Дорнтон подпевал им, а Джереми не знал слов, и ему стало стыдно, ведь он видел, что даже монарх поёт. Но тут он заметил, что и подданные Анкрауна их не знают, поэтому одни просто стоят, склонив головы, а другим помогают подпевать их слуги. И Джереми также склонил голову и погрузился в созерцание мелодии и хора. В голове его мелькали мысли о Фремморе и его предсказании: «Гулл Шестой на белом драконе отомстит за кровь своего отца…» Теперь эта часть была ему ясна. Но Джастин О`Краун отказался бороться за своё королевство, а значит, отказался и от мести. Тогда Гулл Шестой – вовсе не он. Но кто же тогда?
Вновь загнанный в угол своими рассуждениями, Джереми выбросил «лживое» пророчество Фреммора из своих мыслей, подняв голову и взглянув на ковчег с гробницей.

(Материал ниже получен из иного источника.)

PR #2804, opened 2025-09-06
Add lookup validation in prefetch related

UnknownPlatypus:
# I have made things!

Further expand the validation of `prefetch_related` calls to check a bunch of error only checked at runtime.
I've used https://github.com/django/django/blob/0a67611b81567687cd24d2be1c0e390931f06262/tests/prefetch_related/tests.py#L574-L619 as a reference for these and tried to match the error messages.

To make this possible, I had to keep track of the `lookup` argument passed to `Prefetch` objects using the same specialization trick I used for the `to_attr` attribute. I'm not super happy with this approach, It get's a bit verbose but it works and cases where you pass around `Prefetch` objects are thin so the extra typing work should be manageable.

Doing so, I started to repeat a lot of stuff so I introduced a few helpers making the entrypoint `extract_prefetch_related_annotations` easier to parse.

PS: I tried reusing django's [prefetch_related_objects](https://github.com/django/django/blob/0231f71d31b3afa92b9b5b64ddad7efb9fab9a40/django/db/models/query.py#L2332) responsible of all these checks but It's highly coupled with the actual sql querying (and also make a bunch of errors lazy -- meaning absent at runtime if no items are prefetched!). So I've finally settled on small implementation in `check_valid_prefetch_related_lookup`


mypy_django_plugin/transformers/models.py
```diff
@@ -88,6 +88,7 @@ def create_new_var(self, name: str, typ: MypyType) -> Var:
         var._fullname = self.model_classdef.info.fullname + "." + name
         var.is_initialized_in_class = True
         var.is_inferred = True
+        var.has_explicit_value = True
```
UnknownPlatypus: See #2803, for this. I'm not sure how to do stacked pr from forks, I'll rebase to clear this once it lands

UnknownPlatypus:
This is ready for review @sobolevn, I've cleaned up the commits so review per commit should be easier.

django-stubs/db/models/query.pyi
```diff
@@ -15,9 +15,12 @@ _Model = TypeVar("_Model", bound=Model, covariant=True)
 _Row = TypeVar("_Row", covariant=True, default=_Model)  # ONLY use together with _Model
 _TupleT = TypeVar("_TupleT", bound=tuple[Any, ...], covariant=True)
 
-# The type of the prefetched model
+# The type of the lookup passed to Prefetch(...)
+# This will be specialized to a `LiteralString` in the plugin for further processing and validation
+_lookupT = TypeVar("_lookupT", bound=str, covariant=True)
```
sobolevn:
```suggestion
_LookupT = TypeVar("_LookupT", bound=str, covariant=True)
```

django-stubs/db/models/query.pyi
```diff
@@ -254,20 +257,20 @@ class RawQuerySet(Iterable[_Model], Sized):
...
-    def prefetch_related(self, *lookups: str | Prefetch[_PrefetchedQuerySetT, _ToAttrT]) -> Self: ...
+    def prefetch_related(self, *lookups: str | Prefetch[_lookupT, _PrefetchedQuerySetT, _ToAttrT]) -> Self: ...
     def resolve_model_init_order(self) -> tuple[list[str], list[int], list[tuple[str, int]]]: ...
     def using(self, alias: str | None) -> Self: ...
 
 # Deprecated alias of QuerySet, for compatibility only.
 _QuerySet: TypeAlias = QuerySet  # noqa: PYI047
 
-class Prefetch(Generic[_PrefetchedQuerySetT, _ToAttrT]):
+class Prefetch(Generic[_lookupT, _PrefetchedQuerySetT, _ToAttrT]):
```
sobolevn: Context: in latest published release `Prefetch` is not generic. So, it is fine to add this type var in the first position.

mypy_django_plugin/lib/helpers.py
```diff
@@ -362,6 +363,18 @@ def parse_bool(expr: Expression) -> bool | None:
     return None
 
 
+def get_literal_type(typ: Type) -> str | None:
```
```suggestion
def get_literal_str_type(typ: Type) -> str | None:
```

mypy_django_plugin/transformers/querysets.py
```diff
@@ -405,7 +462,71 @@ def check_conflicting_attr_value(
...
+    """Check if a lookup string resolve to something that can be prefetched"""
+    current_model_cls = django_model.cls
+    contenttypes_installed = django_context.apps_registry.is_installed("django.contrib.contenttypes")
+    for through_attr in lookup.split("__"):
+        rel_obj_descriptor = getattr(current_model_cls, through_attr, None)
+        if rel_obj_descriptor is None:
+            ctx.api.fail(
+                (
+                    f'Cannot find "{through_attr}" on "{current_model_cls.__name__}" object, '
+                    f'"{lookup}" is an invalid parameter to prefetch_related()'
```
```suggestion
                    f'"{lookup}" is an invalid parameter to "prefetch_related()"'
```

mypy_django_plugin/transformers/querysets.py
```diff
@@ -405,7 +462,71 @@ def check_conflicting_attr_value(
...
+            if contenttypes_installed:
+                from django.contrib.contenttypes.fields import GenericForeignKey
+
+                if isinstance(rel_obj_descriptor, GenericForeignKey):
+                    # Generic foreign keys can point to any model, so we use Model as the base type
+                    return True
+            ctx.api.fail(
+                (
+                    f'"{lookup}" does not resolve to an item that supports prefetching '
+                    f"- this is an invalid parameter to prefetch_related()"
```
```suggestion
                    f'- this is an invalid parameter to "prefetch_related()"'
```

sobolevn (approved):
Great work!

UnknownPlatypus:
Test on my work codebase revealed some deadcode and a few errors so pretty nice to see it useful too.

Из-за того, что ложе почившего было выстлано лучшими пуховыми перинами и бархатом, тело лежало почти что над стенками гробницы, но Джереми теперь едва мог разглядеть его лицо за грудой синих цветов, которые подходящий народ по очереди бросал в гробницу. Спокойным и умиротворённым выглядел сейчас покойный Арсент, будто и не умер вовсе, а так, просто уснул на некоторое время, и, наверно, удивился бы, проснувшись, почему это он лежит в гробнице на каменном ковчеге, а вокруг него собрались и плачут его подданные.